[Collected data entries]
⁂

PR #5367, opened 2026-02-26
[SIDELOAD]: add support for proton_shortcuts

imLinguin:
this functionality can be easily extended to other providers, however I think only zoom will benefit most from this. 
In order for shortcuts to appear in Heroic, an app needs to register something in start menu. In EA App desktop and menu shortcuts are one option.

The `proton_shortcuts` feature was originally meant for Steam to support running arbitrary executables like mods in prefixes of games and being able to display launch options for new additions

I have modified executable path constraints to support Windows paths, as well as added a name field for altExe option

### DIFF
--- a/src/backend/storeManagers/sideload/library.ts
+++ b/src/backend/storeManagers/sideload/library.ts
@@ -1,11 +1,16 @@
-import { ExecResult, GameInfo } from 'common/types'
+import { ExecResult, GameInfo, LaunchOption } from 'common/types'
 import { readdirSync } from 'graceful-fs'
 import { dirname, join } from 'path'
 import { libraryStore } from './electronStores'
-import { logWarning } from 'backend/logger'
+import { logError, logWarning } from 'backend/logger'
 import { addShortcuts } from 'backend/shortcuts/shortcuts/shortcuts'
 import { sendFrontendMessage } from 'backend/ipc'
 import { isMac } from 'backend/constants/environment'
+import { getSettings } from './games'
+import { readdir, readFile, stat } from 'node:fs/promises'
+import { parse as iniParse } from 'ini'
+import { DesktopEntry } from 'common/types/shortcuts'
+import { Path } from 'backend/schemas'
 
 export function addNewApp({
   app_name,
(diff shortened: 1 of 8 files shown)


imLinguin:
Sample option needed for EA to register a shortcut (1st checkbox - `Create Desktop shortcut`)

obraz

Options visible in Heroic of EA App. With game installed

obraz

flavioislima:
This should work with Ubisoft connect as well? Tested here and it won't appear in the launch options:
image

src/backend/storeManagers/sideload/library.ts
```diff
@@ -114,7 +119,48 @@ export async function getInstallInfo(): Promise<undefined> {
...
 
-export const getLaunchOptions = () => []
+export async function getLaunchOptions(
+  appName: string
+): Promise<LaunchOption[]> {
+  const gameSettings = await getSettings(appName)
+  if (gameSettings.wineVersion.type !== 'proton') return []
+  if (!gameSettings.winePrefix) return []
+
+  const protonShortcutsPath = join(
```
flavioislima, line 129: it should not check for `pfx` here? 
For me the path is:
`Prefixes/default/Ubisoft Connect/pfx/drive_c/proton_shortcuts/`

flavioislima:
I think the main issue here is that if I add EA APP as sideload, it will show the launch options fine.
But if I then want to add a game that was installed there, as a sideload, since they use the same prefix and proton version, it will show the same shortcuts. 

So If I have a game like Jedi Fallen Order and other 3 or 4 games, and I sideload Jedi FO through Heroic calling the Exe directly, in the launch options it will show the other games as well. Since they are all inside that start menu, am I wrong? But I tested only with Ubisoft for now.

flavioislima (changes requested):

src/backend/storeManagers/sideload/library.ts
imLinguin: Right, my assumption was umu usage, but right, we can add pfx

imLinguin:
@flavioislima If I understood, yeah you are right. If you have multiple Heroic entries pointing to the same prefix it will show those options. I dont think there is a good way to prevent that.

I think this feature could replace such use case of separating entries in library - a good feature for it would be a possibility to make Heroic ask which option to run every time

arielj:
maybe a solution for that is, in the sideload add game dialog, when a prefix is selected, we could list the shortcuts detected inside it

then the user can pick which options they want to keep for that game from those detected and we automatically set some flag that this particular game should not use the proton shortcuts feature for that sideloaded game

arielj:
or maybe we could have an option to convert a Launch Option entry into it's own game entry in the library (and do the same automatic flag to not update the list of shortcuts for that specific game)

I think people have requested a feature like this for games that are actually bundles with multiple games inside that you have to pick which one you run

flavioislima:
I think those are good ideas that will improve the UX in this case @arielj @imLinguin

PR #5372, opened 2026-02-26
[FIX] Clean up release notes by removing URLs and usernames

flavioislima:
The XML is never being updated if on the line with the change there is a URL so now it should clean the URL and remove the username.

---


flathub/update-flathub.ts
flavioislima, line 1: Ignore the lint issues, this file should be ignored since its not part of the main code.

imLinguin (approved):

⁂

TASK PROMPT – Using the records above, output exactly the lines from the first through the line that contains "In order for", with both of those included.

EXPECTED ANSWER –
PR #5367, opened 2026-02-26
[SIDELOAD]: add support for proton_shortcuts

imLinguin:
this functionality can be easily extended to other providers, however I think only zoom will benefit most from this. 
In order for shortcuts to appear in Heroic, an app needs to register something in start menu. In EA App desktop and menu shortcuts are one option.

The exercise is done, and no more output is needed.